Interestingly, the root cause exception is not consistent. Below are two examples.
Even more strange is that these exceptions are raised even if `jar-basis` is never referenced in any entry-point function. It seems just calling `create-basis` multiple times is causing the exceptions.

```
Exception in thread "Thread-7" java.lang.ExceptionInInitializerError
    at clojure.tools.deps.alpha.util.S3TransporterFactory.triggerLoad(S3TransporterFactory.java:44)
    at clojure.tools.deps.alpha.util.S3TransporterFactory.access$100(S3TransporterFactory.java:29)
    at clojure.tools.deps.alpha.util.S3TransporterFactory$1.run(S3TransporterFactory.java:49)
    at java.lang.Thread.run(Thread.java:748)
Caused by: Syntax error compiling at (clojure/tools/reader.clj:1:1).
    at clojure.lang.Compiler.load(Compiler.java:7652)
    at clojure.lang.RT.loadResourceScript(RT.java:381)
    ...
Caused by: java.lang.IllegalAccessError: indexing-reader? does not exist
    at clojure.core$refer.invokeStatic(core.clj:4237)
    at clojure.core$refer.doInvoke(core.clj:4205)
```

Another version of the error.

```
Exception in thread "Thread-7" java.lang.ExceptionInInitializerError
    at clojure.tools.deps.alpha.util.S3TransporterFactory.triggerLoad(S3TransporterFactory.java:44)
    at clojure.tools.deps.alpha.util.S3TransporterFactory.access$100(S3TransporterFactory.java:29)
    at clojure.tools.deps.alpha.util.S3TransporterFactory$1.run(S3TransporterFactory.java:49)
    at java.lang.Thread.run(Thread.java:748)
Caused by: Syntax error compiling at (clojure/tools/reader/reader_types.clj:1:1).
    at clojure.lang.Compiler.load(Compiler.java:7652)
    at clojure.lang.RT.loadResourceScript(RT.java:381)
    ...
Caused by: java.lang.IllegalAccessError: whitespace? does not exist
    at clojure.core$refer.invokeStatic(core.clj:4237)
    at clojure.core$refer.doInvoke(core.clj:4205)
```
by
This is a race condition on code loading.

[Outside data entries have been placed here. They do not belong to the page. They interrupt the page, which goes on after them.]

PR #462, opened 2026-04-30
fix(code-interpreter): add blob support to write_files for binary file uploads

### LINKED ISSUE #304: [FEATURE] Add binary blob support to FileContent for code_interpreter tool
### Problem Statement

Currently, the `FileContent` model in `strands_tools.code_interpreter.models` only provides `path` and `text` parameters for file operations with the code interpreter tool. Currently, while we can write binary files through the Strands code_interpreter tool, I have to base64 encode the binary data and insert it into the `text` field of the `FileContent` model. 
This workaround requires the language model (LLM) to first read the content using `f.read()`, then decode the base64 string back into the original binary format before use. This makes file handling less intuitive, adds extra overhead to agent logic, and increases the risk of confusion or errors, compared to the direct binary blob support available in underlying Bedrock AgentCore.

### Proposed Solution

Extend the `FileContent` model in `strands_tools.code_interpreter.models` to include an optional `blob` parameter, similar to the Bedrock AgentCore API, allowing users to directly upload binary files.

Example: How uploading with blob support could look (following Bedrock AgentCore API):
```
from bedrock_agentcore.tools.code_interpreter_client import CodeInterpreter

code_client = CodeInterpreter(region)
code_client.start()

with open("image.png", "rb") as f:
    file_bytes = f.read()

write_args = {
    "content": [{
        "path": "image.png",
        "blob": file_bytes  # Raw binary bytes, no encoding
    }]
}

code_client.invoke("writeFiles", write_args)
```

If Strands adds a blob field to its `FileContent` model, users will be able to upload binary files in a direct and intuitive way, matching the capabilities of the Bedrock AgentCore layer. This would avoid the current need for base64 encoding and decoding workarounds

### Use Case

This would help with any workflows where agents need to handle binary files, such as `Excel spreadsheets, images, PDFs, or ZIP archives.` Direct blob support would allow users to upload these files natively, without manual base64 encoding and decoding workarounds. It enables agents to process, analyze, or generate outputs from binary documents using the code interpreter, making multi-modal and document-centric agent applications much easier and more reliable.

### Alternatives Solutions

_No response_

### Additional Context

**These are the summaries of the attempts of the LLM to read my file**
Why previous attempts to handle Excel files failed:

Attempt 1: Tried to read the uploaded file as a normal Excel file with pandas.
Error: ValueError: Excel file format cannot be determined, you must specify an engine manually.
Reason: pandas couldn't detect the format because the file was base64 text, not binary.

Attempt 2: Specified the openpyxl engine for reading Excel.
Error: BadZipFile: File is not a zip file
Reason: .xlsx files are ZIP archives, but the upload was base64-encoded text.

Attempt 3: Tried reading with the xlrd engine.
Error: Expected BOF record; found b'UEsDBBQA'
File type check: ASCII text, very long lines, no line terminator
Reason: UEsDBBQA is the base64-encoded ZIP header (not a real binary header).

What fixed it:

Attempt 4: Opened the file as text, found the UEsDBBQA base64 header indicating encoded ZIP/binary.

Attempt 5: Decoded the content with base64.b64decode, wrote it out as a binary file, then read it with pandas/openpyxl successfully.

Summary:
The problem was that binary files were uploaded as base64 text, but downstream tasks (like reading Excel files) expected native binary files. The solution was to detect base64-encoded content, decode it, save it as binary, and then process it. This illustrates a file handling mismatch—uploading base64 text where code expects binary—highlighting the need for direct blob/binary file support.

rogep:
fix(code-interpreter): add blob support to write_files for binary file uploads

## Description
`write_files` currently only passes `text` to the BedrockAgentCore SDK,
silently dropping any `blob` field. This means binary files (images,
compiled artifacts, etc.) cannot be written to the sandbox, but the SDK
supports `blob` on `writeFiles` but the tool never forwarded it.

Changes:
- Added `blob: Optional[str]` field to `FileContent` model with a
  `model_validator` enforcing that exactly one of `text` or `blob` is set
- Updated `write_files` in `AgentCoreCodeInterpreter` to forward `blob`
  to the SDK when present, falling back to `text`

Discovered this gap while using the tool in production to write binary 
files to a sandbox session. The BedrockAgentCore SDK already supports 
`blob` on `writeFiles` (see [SDK source](https://github.com/aws/bedrock-agentcore-sdk-python/blob/main/src/bedrock_agentcore/tools/code_interpreter_client.py#L516)), but the strands tool just 
wasn't surfacing it.

## Related Issues
Fixes #304

## Documentation PR
N/A

## Type of Change
Bug fix

## Testing
Added a test covering a mixed `content` list with both `text` and `blob`
entries flowing through the tool dispatch.

Verified that the BedrockAgentCore SDK already supports `blob` on
`writeFiles`: https://github.com/aws/bedrock-agentcore-sdk-python/blob/main/src/bedrock_agentcore/tools/code_interpreter_client.py#L516

## Checklist

----
By submitting this pull request, I confirm that you can use, modify, copy,
and redistribute this contribution, under the terms of your choice.

### DIFF
--- a/src/strands_tools/code_interpreter/agent_core_code_interpreter.py
+++ b/src/strands_tools/code_interpreter/agent_core_code_interpreter.py
@@ -479,7 +479,12 @@ class AgentCoreCodeInterpreter(CodeInterpreter):
 
         logger.debug(f"Writing {len(action.content)} files to session '{session_name}'")
 
-        content_dicts = [{"path": fc.path, "text": fc.text} for fc in action.content]
+        content_dicts = []
+        for fc in action.content:
+            if fc.blob is not None:
+                content_dicts.append({"path": fc.path, "blob": fc.blob})
+            else:
+                content_dicts.append({"path": fc.path, "text": fc.text})
         params = {"content": content_dicts}
         response = self._sessions[session_name].client.invoke("writeFiles", params)
 
--- a/src/strands_tools/code_interpreter/models.py
+++ b/src/strands_tools/code_interpreter/models.py
@@ -8,7 +8,7 @@ with discriminated unions, ensuring required fields are present for each action 
 from enum import Enum
 from typing import List, Literal, Optional, Union
 
-from pydantic import BaseModel, Field
+from pydantic import BaseModel, Field, model_validator
 
 
 class LanguageType(str, Enum):
@@ -24,7 +24,22 @@ class FileContent(BaseModel):
     updating files during code execution sessions."""
 
     path: str = Field(description="The file path where content should be written")
-    text: str = Field(description="Text content for the file")
+    text: Optional[str] = Field(
+        default=None,
+        description="Text content for the file",
+    )
+    blob: Optional[str] = Field(
+        default=None,
+        description="Base64-encoded binary content for the file",
+    )
+
+    @model_validator(mode="after")
+    def validate_content(self) -> "FileContent":
+        if self.text is None and self.blob is None:
+            raise ValueError("Either text or blob must be provided")
+        if self.text is not None and self.blob is not None:
+            raise ValueError("Only one of text or blob may be provided")
+        return self
 
 
 # Action-specific Pydantic models using discriminated unions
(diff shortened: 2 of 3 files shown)


zastrowm (approved):

zastrowm:
Closed & re-opened to trigger workflows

calling create-basis ultimately causes maven code to spin off another thread which ends up loading some code if it isn't loaded yet. That code loading is racing with other code loading happening in your build.clj, and causing these errors.

if you require the namespace clojure.tools.deps.alpha.util.s3-transporter at the top of your build.clj it should preload the code and eliminate the race. It will make your script slower to launch though.
by
Thanks for the explanation of the issue! That is very helpful.
by
Also ran into the race condition with https://github.com/clj-easy/graal-build-time.
by
The race condition on load here should be fixed in latest release of tools.build btw.